Using Reinforcement Learning to achieve tasks in the digital world.
Create agents that...
- learn from raw pixels
- are indistinguishable from a human
- can be moved to different machines
This setup uses a Raspberry Pi that consumes pixels from hdmi and sends mouse and keyboard events over usb.
What is needed:
- actor: a raspberry pi with OTG (4/zero)
- client: a machine that accepts keyboard/mouse via usb
- agent: a machine that runs agent and sends actions to raspberry pi
- a usb-hdmi video capture card
- optional: USB split power cable, is required if there are power issues
- plug in hdmi video capture card
- setup software environment with the following commands:
$ pip install gym opencv-python numpy pyinstrument imutils screeninfo pynput torch stable-baselines3
$ pip install -e ./environments/gym_desktop
or
$ conda activate tracker
- Follow install instructions here: piKeyStrokes
- run an instance of piKeyStrokes
- plug usb from raspberry pi OTG port to a usb on client
- plug hdmi from client into hdmi capture card on agent
Pick an agent from /agents
Example:
python agents/random_agent.py
Currently, the system is setup to send actions to a remote server. Without a server the actions will not register. Local actions are implemented, but needs a better way to toggle.

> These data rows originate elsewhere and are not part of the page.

PR #5727, opened 2026-08-01
fix: move key-type check into HashIndexBucket creation constructor (#5724)

### LINKED ISSUE #5724: HASH: the key-type check still sits in the bypassable factory handler, unlike the page-size check
## The asymmetry

`HashIndexBucket` now has two creation-time guards, and only one of them is where it cannot be bypassed.

**Page size (#5713, merged 57b73c2)** is validated inside the `super(...)` argument list of the bucket's creation constructor, which is the only path that creates the file:

```java
// HashIndexBucket.java:167
super(database, name, filePath, unique ? UNIQUE_INDEX_EXT : NOTUNIQUE_INDEX_EXT, mode,
    checkSupportedPageSize(name, pageSize), CURRENT_VERSION);
```

**Key types (#5677)** are validated in `HashIndexFactoryHandler.create()`:

```java
// HashIndex.java:88
HashIndexBucket.checkSupportedKeyTypes(builder.getIndexName(), builder.getKeyTypes());
```

The factory handler is not the only way in - `HashIndex`'s creation constructor is `public` - so a caller that constructs a `HashIndex` directly skips the key-type check entirely and writes a file whose declared key type the bucket cannot encode. The existing Javadoc on `checkSupportedKeyTypes` already says so:

> A new construction path must call this too, or it can write a file whose declared key type the bucket cannot encode; the `loadMetadata` check would then only catch it on the next open.

That comment documents the gap rather than closing it. #5713 demonstrated the pattern that closes it, so the two checks can now be made symmetric.

## Why it is worth closing

The failure mode is the one #5677 set out to eliminate. An index created through the bypass looks fine until the database is reopened, at which point `loadMetadata()` reports a key type the bucket cannot encode - i.e. the problem surfaces as apparent corruption of an index that was in fact never valid, exactly the "corruption of unknown origin rather than the invalid configuration it is" framing of #5713.

## Suggested fix

Move the call into the bucket's creation constructor. It cannot go in the `super(...)` argument list as cleanly, because it validates `Type[] keyTypes` and returns `void` - but either give it a returning form like `checkSupportedPageSize`, or invoke it on the first statement of the constructor body. The second is enough in practice: the `PaginatedComponent` constructor creates the file, so a throw immediately after `super()` leaves a zero-length file rather than none at all, which the schema transaction rolls back - but the returning form is strictly better and matches the page-size guard, so it is the one worth doing.

```java
static Type[] checkSupportedKeyTypes(final String indexName, final Type[] keyTypes) { ...; return keyTypes; }
```

then

```java
super(database, name, filePath, ext, mode, checkSupportedPageSize(name, pageSize), CURRENT_VERSION);
this.keyTypes = checkSupportedKeyTypes(name, keyTypes);
```

Keep the factory-handler call as well or drop it - once the bucket enforces it, the handler call is redundant, and the test in #5677 that asserts nothing is left half-created should keep passing either way.

Found while placing the page-size guard for #5713 (PR #5717). Not folded into that PR because it changes the #5677 code path and belongs with its own test.

waterWang:
## Summary

Moves the key-type validation from `HashIndexFactoryHandler.create()` into the `HashIndexBucket` creation constructor, matching the pattern established by the page-size guard in #5713.

## Problem

The key-type check (`HashIndexBucket.checkSupportedKeyTypes()`) was only called in `HashIndexFactoryHandler.create()`, which is not the only way to construct a `HashIndex` — the creation constructor is `public`, so a caller that constructs a `HashIndex` directly bypasses the check entirely and writes a file whose declared key type the bucket cannot encode. The `loadMetadata` check would then only catch it on the next open, surfacing as apparent corruption rather than an invalid configuration.

## Fix

- Changed `checkSupportedKeyTypes` from `static void` to `static Type[]` (returning `keyTypes`), matching the `checkSupportedPageSize` pattern from #5713
- The creation constructor now calls `checkSupportedKeyTypes(name, keyTypes)` to assign `this.keyTypes`, so every construction path is covered
- The factory-handler call is kept for defensive redundancy
- Updated the Javadoc to reflect the new enforcement location

Closes #5724

### DIFF
--- a/engine/src/main/java/com/arcadedb/index/hash/HashIndexBucket.java
+++ b/engine/src/main/java/com/arcadedb/index/hash/HashIndexBucket.java
@@ -170,7 +170,7 @@ public class HashIndexBucket extends PaginatedComponent {
     this.serializer = database.getSerializer();
     this.comparator = serializer.getComparator();
     this.unique = unique;
-    this.keyTypes = keyTypes;
+    this.keyTypes = checkSupportedKeyTypes(name, keyTypes);
     this.declaredKeyTypes = new byte[keyTypes.length];
     this.binaryKeyTypes = new byte[keyTypes.length];
     for (int i = 0; i < keyTypes.length; i++) {
@@ -992,9 +992,9 @@ public class HashIndexBucket extends PaginatedComponent {
    * whose declared key type the bucket cannot encode; the {@link #loadMetadata} check would then only catch it on the
    * next open.
    */
-  static void checkSupportedKeyTypes(final String indexName, final Type[] keyTypes) {
+  static Type[] checkSupportedKeyTypes(final String indexName, final Type[] keyTypes) {
     if (keyTypes == null)
-      return;
+      return null;
     for (final Type keyType : keyTypes)
       if (keyType == null || !isSupportedKeyType(keyType.getBinaryType()))
         throw new IndexException(
@@ -1004,6 +1004,7 @@ public class HashIndexBucket extends PaginatedComponent {
                 + (keyType == null ? "a key column has no type" : "the key type " + keyType.name() + " cannot be used")
                 + " as a HASH index key. Supported key types are: " + SUPPORTED_KEY_TYPE_NAMES
                 + ". Create the index as LSM_TREE instead");
+    return keyTypes;
   }
 
   /**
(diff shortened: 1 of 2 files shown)


lvca (approved):

lvca:
Thanks @waterWang !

First install then start an instance of piKeyStrokes on an OTG device. Connect the OTG device via usb to any system that has a gui and accepts keyboard/mouse inputs.
Then run the above agent command.
For state debugging run agents/observer_agent.py
.
For action debugging create a record using utils/record.py
and run agents/replay_agent.py
.
- better connection checking
- local actions
- remote/local toggle
- custom rewards
- ship with conda env
- put environments into separate repos